PR #1752, opened 2021-04-15
Feature/merging develop ver.30

dk1844:
This is essentially merging `develop` into `develop-ver3.0`, but since it was non-trivial, this PR was created.


benedeki:
Non-trivial 😞 
Then I would wait the develop to be updated to the expected (hopefully) version - e.g. merge of #1740

menas-web/Dockerfile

-- -- --

**Your objective**
An exact transcription of all the records is required.

**Solution to the problem**
PR #1752, opened 2021-04-15
Feature/merging develop ver.30

dk1844:
This is essentially merging `develop` into `develop-ver3.0`, but since it was non-trivial, this PR was created.


benedeki:
Non-trivial 😞 
Then I would wait the develop to be updated to the expected (hopefully) version - e.g. merge of #1740

menas-web/Dockerfile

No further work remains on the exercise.